EXTRACTED DATA section start

PR #2067, opened 2026-06-01
feat(vault): operator-set agent-level standing secrets grant

mekenthompson:
## Summary
Adds `agents.<name>.secrets[]` — an **operator-set standing vault grant** the broker honours for an agent **independent of any cron or MCP server**. Cascades UNION across `defaults → profile → agent`.

## Why (design review against the vision)
Today an agent can only be granted a vault key by welding it to a specific cron's `schedule[].secrets[]` or an `mcp_servers[].secrets`. Skill-based credentials an agent needs **both interactively and in its own agent-managed schedules** (e.g. clerk's `microsoft/*` + `compass/credentials`, read via `switchroom vault get` inside the mail/calendar/compass skills) had no clean home — the grant leaked in only via a cron, tangling *"what the agent may access"* with *"when it runs."*

This separates them: a **standing grant** is "what it may access"; the **schedule** is "when it runs." It's the primitive that lets an agent own its scheduling (overlay crons, which deliberately can't carry secrets) while the operator still controls access.

**Operator-only by design** — agents can't edit `switchroom.yaml` or self-grant ([vision.md](../blob/main/reference/vision.md) outcome 2, *"you hold the leash; only your tap grants it"*). A standing grant **is** the tap, expressed as config. This was deliberately scoped to *not* add agent self-grant / ownership-confers-authority, which fails outcome 2 and all three principle checks.

**Purely additive:** an agent with no `secrets:` is unaffected — the new ACL clause yields an empty set and falls through to the existing mcp/schedule paths.

## Changes
- `schema.ts`: `secrets` in `profileFields` (defaults/profile) + mirrored into `AgentSchema` (which doesn't spread profileFields).
- `merge.ts`: UNION cascade (defaults first, dedup), mirroring `tools.allow`.
- `acl.ts` (broker enforcement): grant if key ∈ cascaded standing set; updated the no-access deny reason.
- `docs/configuration.md`: field-reference row + "Standing vault grants" section.

## Test plan
- [x] 6 acl tests + 3 merge tests (standing grant w/ no schedule, defaults/profile cascade, 3-layer union, per-agent isolation, deny-reason).
- [x] Full `vitest run src/vault src/config` — **584 pass**.
- [x] `npm run lint` — all 7 guards clean (tsc, plugin-refs, bot-api, bun-test-imports, no-pii, vault-hermeticity, no-broadcast).

## Risk
Low / additive. New grant clause only; no existing path altered. Broker-side change → requires a broker roll on release. DM/no-`secrets` agents unaffected.

## Follow-up (separate security PR, **not** bundled)
`mint_grant` has no key-ACL check on the posture path — a `postureMintAgents` agent that can speak the broker wire protocol could self-mint arbitrary grants. The safe fix binds mint to a consumed approval-kernel decision (so `vault_request_access` keeps working). Its own carefully-tested PR.

## JTBD / vision
Outcome 2 — *you hold the leash.* Makes "operator grants standing access, decoupled from crons" first-class, so agents can own their schedules without owning the grant.

### DIFF
--- a/docs/configuration.md
+++ b/docs/configuration.md
@@ -33,6 +33,7 @@ Each field type has specific merge behavior when values exist at multiple layers
 | `hooks` | per-event concat | Claude Code lifecycle hooks (SessionStart, UserPromptSubmit, PreToolUse, PostToolUse, Stop, SessionEnd) |
 | `env` | per-key | Environment variables for start.sh |
 | `mcp_servers` | per-key | Additional MCP server configurations. Set a key to `false` to suppress a built-in default (e.g. `playwright: false`) |
+| `secrets` | union | **Operator-set** standing vault grant: vault keys this agent may read via the broker, independent of any cron or MCP server. Use for credentials an agent needs both interactively and in its own (agent-managed) schedules. Agents cannot self-grant — this is operator-only by design ([vision.md](../reference/vision.md) outcome 2). See [§ Standing vault grants](#standing-vault-grants-agentsnamesecrets). |
 | `system_prompt_append` | concatenate | Appended to the system prompt via `--append-system-prompt` |
 | `skills` | union | Named skills from the global skills pool (`switchroom.skills_dir`) |
 | `bundled_skills` | per-key | Opt-out map for switchroom's bundled-default skills. Set a key to `false` to suppress (e.g. `pdf: false`). See [docs/skills.md](./skills.md). |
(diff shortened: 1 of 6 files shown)


mekenthompson:
APPROVE

- `acl.ts:432-461` — standing-grant clause is correctly placed after the mcp-server grant and before the no-schedule early-deny, so a schedule-less agent still resolves its grant. Reuses the `profileName` defined for the mcp cascade (acl.ts:408) for `extends` resolution — same defaults→profile→agent layering, open-coded for the same documented reason (broker doesn't run the full merge pipeline per request).
- `acl.ts:459` — `standingSecrets.includes(key)` is exact-match, no glob, mirroring the mcp `declared.includes(key)` model (acl.ts:427). Consistent, no surprise wildcard surface.
- `merge.ts:349-354` — UNION cascade (defaults first, dedup) mirrors `tools.allow`; produces `["shared/key","microsoft/token"]` for the test case, matching merge.test.ts:123.
- `schema.ts:1452 + 1825` — `secrets` regex `^[a-zA-Z0-9_\-/]+$` correctly permits `/` for `service/key` names. Mirrored into AgentSchema because it doesn't spread profileFields — same pattern as `resources`, comment explains it (schema.ts:1823).
- Deny-reason string (acl.ts:467) updated to mention the new `agents.<name>.secrets[]` path — accurate.
- Operator-only invariant holds: agents can't edit switchroom.yaml, and nothing in this diff adds a self-grant path. Purely additive — an agent with no `secrets:` yields an empty set and falls through to the existing mcp/schedule paths unchanged.
- Note: couldn't re-run the suite in a fresh clone (deps not installed); verified the four touched files by reading. PR reports 584 pass + 7 lint guards clean. The follow-up flagged in the PR body (mint_grant has no key-ACL check on the posture path) is correctly scoped OUT of this PR — agree it belongs in its own security PR.

Rationale: clean, additive primitive that decouples "what an agent may access" from "when it runs"; broker enforcement is correctly placed, exact-match, and operator-only by construction.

EXTRACTED DATA section end

Could you return the complete set of entries exactly?

PR #2067, opened 2026-06-01
feat(vault): operator-set agent-level standing secrets grant

mekenthompson:
## Summary
Adds `agents.<name>.secrets[]` — an **operator-set standing vault grant** the broker honours for an agent **independent of any cron or MCP server**. Cascades UNION across `defaults → profile → agent`.

## Why (design review against the vision)
Today an agent can only be granted a vault key by welding it to a specific cron's `schedule[].secrets[]` or an `mcp_servers[].secrets`. Skill-based credentials an agent needs **both interactively and in its own agent-managed schedules** (e.g. clerk's `microsoft/*` + `compass/credentials`, read via `switchroom vault get` inside the mail/calendar/compass skills) had no clean home — the grant leaked in only via a cron, tangling *"what the agent may access"* with *"when it runs."*

This separates them: a **standing grant** is "what it may access"; the **schedule** is "when it runs." It's the primitive that lets an agent own its scheduling (overlay crons, which deliberately can't carry secrets) while the operator still controls access.

**Operator-only by design** — agents can't edit `switchroom.yaml` or self-grant ([vision.md](../blob/main/reference/vision.md) outcome 2, *"you hold the leash; only your tap grants it"*). A standing grant **is** the tap, expressed as config. This was deliberately scoped to *not* add agent self-grant / ownership-confers-authority, which fails outcome 2 and all three principle checks.

**Purely additive:** an agent with no `secrets:` is unaffected — the new ACL clause yields an empty set and falls through to the existing mcp/schedule paths.

## Changes
- `schema.ts`: `secrets` in `profileFields` (defaults/profile) + mirrored into `AgentSchema` (which doesn't spread profileFields).
- `merge.ts`: UNION cascade (defaults first, dedup), mirroring `tools.allow`.
- `acl.ts` (broker enforcement): grant if key ∈ cascaded standing set; updated the no-access deny reason.
- `docs/configuration.md`: field-reference row + "Standing vault grants" section.

## Test plan
- [x] 6 acl tests + 3 merge tests (standing grant w/ no schedule, defaults/profile cascade, 3-layer union, per-agent isolation, deny-reason).
- [x] Full `vitest run src/vault src/config` — **584 pass**.
- [x] `npm run lint` — all 7 guards clean (tsc, plugin-refs, bot-api, bun-test-imports, no-pii, vault-hermeticity, no-broadcast).

## Risk
Low / additive. New grant clause only; no existing path altered. Broker-side change → requires a broker roll on release. DM/no-`secrets` agents unaffected.

## Follow-up (separate security PR, **not** bundled)
`mint_grant` has no key-ACL check on the posture path — a `postureMintAgents` agent that can speak the broker wire protocol could self-mint arbitrary grants. The safe fix binds mint to a consumed approval-kernel decision (so `vault_request_access` keeps working). Its own carefully-tested PR.

## JTBD / vision
Outcome 2 — *you hold the leash.* Makes "operator grants standing access, decoupled from crons" first-class, so agents can own their schedules without owning the grant.

### DIFF
--- a/docs/configuration.md
+++ b/docs/configuration.md
@@ -33,6 +33,7 @@ Each field type has specific merge behavior when values exist at multiple layers
 | `hooks` | per-event concat | Claude Code lifecycle hooks (SessionStart, UserPromptSubmit, PreToolUse, PostToolUse, Stop, SessionEnd) |
 | `env` | per-key | Environment variables for start.sh |
 | `mcp_servers` | per-key | Additional MCP server configurations. Set a key to `false` to suppress a built-in default (e.g. `playwright: false`) |
+| `secrets` | union | **Operator-set** standing vault grant: vault keys this agent may read via the broker, independent of any cron or MCP server. Use for credentials an agent needs both interactively and in its own (agent-managed) schedules. Agents cannot self-grant — this is operator-only by design ([vision.md](../reference/vision.md) outcome 2). See [§ Standing vault grants](#standing-vault-grants-agentsnamesecrets). |
 | `system_prompt_append` | concatenate | Appended to the system prompt via `--append-system-prompt` |
 | `skills` | union | Named skills from the global skills pool (`switchroom.skills_dir`) |
 | `bundled_skills` | per-key | Opt-out map for switchroom's bundled-default skills. Set a key to `false` to suppress (e.g. `pdf: false`). See [docs/skills.md](./skills.md). |
(diff shortened: 1 of 6 files shown)


mekenthompson:
APPROVE

- `acl.ts:432-461` — standing-grant clause is correctly placed after the mcp-server grant and before the no-schedule early-deny, so a schedule-less agent still resolves its grant. Reuses the `profileName` defined for the mcp cascade (acl.ts:408) for `extends` resolution — same defaults→profile→agent layering, open-coded for the same documented reason (broker doesn't run the full merge pipeline per request).
- `acl.ts:459` — `standingSecrets.includes(key)` is exact-match, no glob, mirroring the mcp `declared.includes(key)` model (acl.ts:427). Consistent, no surprise wildcard surface.
- `merge.ts:349-354` — UNION cascade (defaults first, dedup) mirrors `tools.allow`; produces `["shared/key","microsoft/token"]` for the test case, matching merge.test.ts:123.
- `schema.ts:1452 + 1825` — `secrets` regex `^[a-zA-Z0-9_\-/]+$` correctly permits `/` for `service/key` names. Mirrored into AgentSchema because it doesn't spread profileFields — same pattern as `resources`, comment explains it (schema.ts:1823).
- Deny-reason string (acl.ts:467) updated to mention the new `agents.<name>.secrets[]` path — accurate.
- Operator-only invariant holds: agents can't edit switchroom.yaml, and nothing in this diff adds a self-grant path. Purely additive — an agent with no `secrets:` yields an empty set and falls through to the existing mcp/schedule paths unchanged.
- Note: couldn't re-run the suite in a fresh clone (deps not installed); verified the four touched files by reading. PR reports 584 pass + 7 lint guards clean. The follow-up flagged in the PR body (mint_grant has no key-ACL check on the posture path) is correctly scoped OUT of this PR — agree it belongs in its own security PR.

Rationale: clean, additive primitive that decouples "what an agent may access" from "when it runs"; broker enforcement is correctly placed, exact-match, and operator-only by construction.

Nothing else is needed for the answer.